TASK GOAL
Repeat the lines below exactly as written, please, from the line with "was enough to" to the line with "tokens that existed", both lines included, and no others.
************
PR #163, opened 2026-09-17
fix: a t="e" or t="d" cell a current Excel writes failed the whole load

kibertoad:
## Summary

Two cell shapes a current Excel writes made `loadWorkbook` throw, and one cell
was enough to lose the whole workbook. `<c t="e"><v>#SPILL!</v></c>` threw
`OpenXmlSchemaError: worksheet: unknown error code "#SPILL!" in <c t="e">`, and
`<c t="d"><v>2024-03-14T00:00:00</v></c>` threw
`worksheet: unknown cell type t="d"`. Both now load, and `loadWorkbookStream`
answers the same bytes the same way instead of silently reading them as empty.

## Motivation

No issue: found while reading the cell reader against ST_CellType, reproduced at
32e67d0 by unzipping a fixture with `fflate`, patching
`xl/worksheets/sheet1.xml` and re-zipping.

`ERROR_CODES` in `src/utils/inference.ts` holds the eight tokens that existed
before 2018. Excel 365 also writes `#SPILL!`, `#CALC!`, `#FIELD!`, `#BLOCKED!`,
`#CONNECT!`, `#BUSY!`, `#UNKNOWN!`, `#PYTHON!` and `#EXTERNAL!`. A service that
ingests user-uploaded spreadsheets meets these constantly: one stale
dynamic-array formula anywhere in an upload failed a file with thousands of good
rows.

`d` is a legal `ST_CellType` member (ECMA-376 §18.18.11) in ISO 29500 strict,
carrying an ISO 8601 value in `<v>` instead of a serial number. The transitional
XSD vendored at `tests/conformance/schemas/transitional/sml.xsd` does not list
it, which is why `tests/conformance/` never caught the gap.

`src/streaming/read-only.ts` did the opposite of the DOM reader on both:
`case 'e'` returned `null` for an unlisted token, and the `default` arm ran the
text through `Number.parseFloat`. So the same bytes read as empty cells through
one entry point and threw through the other, and an unmodelled `t` produced a
`NaN` that failed later, at save.

## Changes

- Preserve modern and lexically safe future Excel error tokens in eager/streaming reads, writes and formula caches. Treat blank error cells as empty, and reject malformed error text on read and save.
- Share known error tokens with the formula tokenizer.
- Read ISO dates, time-only values and day/time durations from Transitional producer output. Validate calendar components, timezone offsets, end-of-day fractions and safe duration ranges.
- Normalize ISO formula caches to numeric Excel serials using the workbook's 1900/1904 epoch, so saving does not silently change a date cache into text.
- Reject unknown formula cell types and malformed date caches during loading.
- Keep the Strict package normalization contract introduced in 0.20.0: supported calendar dates become numeric serials; time-only/duration and sub-millisecond dates retain the existing explicit refusal.
- Document these semantics and include a minor changeset, remaining below v1.

## Testing

- Maintainer-added regressions reproduced 18 failures before fixes, covering invalid offsets, fractional 24:00, incomplete/overflowing durations, formula-cache save/reload under both epochs, and unknown formula types.
- All 56 focused eager/streaming cases pass. Before integrating #176, all 2,994 tests, typecheck, lint, knip, build, size, attw and consumer checks passed; all 11 performance tests passed with `PERF_GATE=1`.
- Final integration with #176: all 3,023 tests pass. Combined minified sizes are 226.18 KB (streaming) and 430.10 KB (io), so parse-size budgets increase from 225/430 to 230/435 KB to account for the two new parsers. Brotli sizes remain 65.31/111.94 KB, within unchanged 80/120 KB budgets. GitHub CI covers Linux, macOS and Windows on Node 22, 24 and 26.

## Breaking changes

`ExcelErrorCode` widens from a closed literal union to `` `#${string}` ``. Consumers with exhaustive switches must add a fallback for future error tokens. Malformed error/date values and unknown cell types now fail during loading instead of being silently dropped or failing later during save. This is released as a pre-v1 minor change.

## Checklist

      the result.
      marked accordingly.
      comments.


baseballyama (approved):
Thank you very much for covering modern Excel error values and keeping eager and streaming readers consistent!

I reproduced and fixed the remaining boundary problems: invalid timezone offsets, fractional end-of-day times, incomplete or overflowing durations, unknown formula cell types, and ISO formula caches becoming strings after saving. Formula date caches now retain numeric values under both workbook epochs. The Strict OOXML contract from 0.20.0 remains unchanged and is documented separately.

The combined branch passes all 3,023 tests, typecheck, lint, knip, build, size, attw and package-consumer checks. The ISO changes also pass all 11 local performance tests with PERF_GATE=1. The small parse-size budget adjustment reflects the measured parser additions; compressed-size budgets are unchanged.

PR #164, opened 2026-09-17
fix: name what the bytes were when a load fails, and document the error contract

kibertoad:
## Summary

Failed loads now add bounded hints for text/CSV, Unicode byte-order marks, PDF and ZIP prefixes. Short files report their byte length against the minimum ZIP trailer size. The README and API documentation explain the error hierarchy and recovery considerations.

## Motivation

An upload can have an .xlsx extension while containing another format or an incomplete archive. The generic invalid-ZIP message did not help callers diagnose these cases.

## Changes

- Inspect at most 64 leading bytes on failure, without changing successful ZIP reads or adding dependencies.
- Distinguish a missing EOCD signature from a detected signature; neither hint claims that the entire archive or central directory is present.
- Document error subclasses, invalid options, transient source I/O and limit failures. Exceeding a limit does not prove workbook validity. Error message wording is not a stable API.
- Add a patch changeset.

## Testing

- 16 diagnostic/class-contract tests, including malformed metadata that points at a local header instead of a central directory. The new diagnostic regression fails before the review fix.
- All 3,039 tests pass, including XML schema conformance.
- Typecheck, lint, knip, build, size, attw and packed-consumer checks pass locally.

## Breaking changes

None. Existing error classes and public signatures are unchanged; diagnostic wording changes.

## Checklist

      the result.
      marked accordingly.
      comments.


baseballyama (approved):
Thank you very much for making failed uploads easier to diagnose! I checked the error hierarchy and ZIP fallback paths, corrected the recovery guidance and the EOCD completeness assumption, and added a regression for a missing central directory. All 3,039 local tests and the packaging checks pass.

PR #165, opened 2026-09-17
feat: name ISO 29500 strict instead of failing with a missing-relationship error

kibertoad:
## Summary

Workbooks saved as “Strict Open XML Spreadsheet” now fail with `OpenXmlNotImplementedError` naming the format and explaining how to re-save as “Excel Workbook (.xlsx)”. Previously, they produced a missing-relationship error or, when only the workbook part used Strict namespaces, silently loaded with no sheets. Actual Strict reading remains tracked in #166.

## Motivation

Strict and Transitional workbooks both use `.xlsx` and the OPC package layer, so upload services need an actionable diagnosis from the loader. No separate issue was opened for this diagnosis; #166 tracks the remaining reading capability.

## Changes

- Detect Strict relationship types and Strict roots in the existing eager and streaming loaders and part readers through an internal helper.
- Require the workbook root to use the SpreadsheetML namespace; unrelated namespaces no longer load as empty workbooks.
- Check the worksheet root when streaming rows, including bounded row reads. A Strict worksheet behind Transitional workbook metadata is rejected consistently instead of receiving partial, unsupported treatment.
- Document the error and re-save guidance. No new public exports; writing remains Transitional.

The detector matches the Strict markup family, not arbitrary `purl.org` URIs. OPC namespaces and Dublin Core metadata remain unaffected. Tests made by rewriting namespace URIs exercise detection only; they do not establish Strict interoperability.

## Testing

- `pnpm vitest run tests/io/iso-strict-package.test.ts`: 8 cases covering fully Strict packages, mixed parts, both loaders, full and bounded streaming rows, unrelated workbook namespaces, and unchanged OPC/Dublin Core handling.
- Reproduced the missing streaming worksheet-root check before adding the regression assertions and fix.
- The combined release candidate passes all 2,867 tests, typecheck, lint, knip, build, bundle limits, and the performance suite.

## Breaking changes

Strict input now throws `OpenXmlNotImplementedError` instead of a misleading schema error or an incomplete read. Workbook roots in unrelated namespaces now throw `OpenXmlSchemaError` instead of returning an empty workbook. No export changes; documented in a minor changeset while the package remains pre-1.0.

## Checklist


baseballyama (approved):
Thanks for making this failure actionable!

I reproduced one remaining gap: a Strict worksheet behind Transitional workbook metadata was still accepted by streaming row iteration. Fixed in 563e166, with regression coverage for full and bounded reads. Both loaders now report the unsupported format consistently for that case; actual Strict interoperability remains tracked separately in #166.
************
RESPONSE TO THIS TASK
was enough to lose the whole workbook. `<c t="e"><v>#SPILL!</v></c>` threw
`OpenXmlSchemaError: worksheet: unknown error code "#SPILL!" in <c t="e">`, and
`<c t="d"><v>2024-03-14T00:00:00</v></c>` threw
`worksheet: unknown cell type t="d"`. Both now load, and `loadWorkbookStream`
answers the same bytes the same way instead of silently reading them as empty.

## Motivation

No issue: found while reading the cell reader against ST_CellType, reproduced at
32e67d0 by unzipping a fixture with `fflate`, patching
`xl/worksheets/sheet1.xml` and re-zipping.

`ERROR_CODES` in `src/utils/inference.ts` holds the eight tokens that existed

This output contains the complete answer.